(Stored data entries)
----------
PR #4052, opened 2023-01-19
Add test coverage for connector proxy

dnephin:
## Summary

This PR adds a test that fails without the changes from #4050.

I think the approach we use in the server is better in general, but that would require some major changes to the connector. This PR takes an easier approach by requiring the caller to opt-in.

### DIFF
--- a/internal/cmd/connector_test.go
+++ b/internal/cmd/connector_test.go
@@ -2,6 +2,7 @@ package cmd
 
 import (
 	"context"
+	"crypto/tls"
 	"encoding/json"
 	"errors"
 	"fmt"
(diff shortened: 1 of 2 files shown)


internal/cmd/connector_test.go
```diff
@@ -198,7 +200,21 @@ func TestConnector_Run_Kubernetes(t *testing.T) {
 	})
 	assert.DeepEqual(t, fakeKube.writes, expectedWrites, cmpKubeRequest)
 
-	// TODO: check proxy is listening
+	<-opts.Addrs.Available
```
dnephin, line 203: This is necessary to prevent a data race. The `opts.Addrs` are set by a goroutine, so we need to block until they are set.

internal/cmd/connector_test.go
```diff
@@ -198,7 +200,19 @@ func TestConnector_Run_Kubernetes(t *testing.T) {
...
+	u := fmt.Sprintf("https://%v/api/v1/namespaces/default/pods/podok", opts.Addrs.HTTPS.String())
```
BruceMacD, line 204: what's at this endpoint?

dnephin: Nothing, the service behind the proxy is a fake. We only care that the proxy is handling requests

BruceMacD (approved):

jmorganca (approved):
----------
■ **EXERCISE REQUIREMENTS**
Repeat the data above, word for word.

■ **RESULT OF THIS TASK**
PR #4052, opened 2023-01-19
Add test coverage for connector proxy

dnephin:
## Summary

This PR adds a test that fails without the changes from #4050.

I think the approach we use in the server is better in general, but that would require some major changes to the connector. This PR takes an easier approach by requiring the caller to opt-in.

### DIFF
--- a/internal/cmd/connector_test.go
+++ b/internal/cmd/connector_test.go
@@ -2,6 +2,7 @@ package cmd
 
 import (
 	"context"
+	"crypto/tls"
 	"encoding/json"
 	"errors"
 	"fmt"
(diff shortened: 1 of 2 files shown)


internal/cmd/connector_test.go
```diff
@@ -198,7 +200,21 @@ func TestConnector_Run_Kubernetes(t *testing.T) {
 	})
 	assert.DeepEqual(t, fakeKube.writes, expectedWrites, cmpKubeRequest)
 
-	// TODO: check proxy is listening
+	<-opts.Addrs.Available
```
dnephin, line 203: This is necessary to prevent a data race. The `opts.Addrs` are set by a goroutine, so we need to block until they are set.

internal/cmd/connector_test.go
```diff
@@ -198,7 +200,19 @@ func TestConnector_Run_Kubernetes(t *testing.T) {
...
+	u := fmt.Sprintf("https://%v/api/v1/namespaces/default/pods/podok", opts.Addrs.HTTPS.String())
```
BruceMacD, line 204: what's at this endpoint?

dnephin: Nothing, the service behind the proxy is a fake. We only care that the proxy is handling requests

BruceMacD (approved):

jmorganca (approved):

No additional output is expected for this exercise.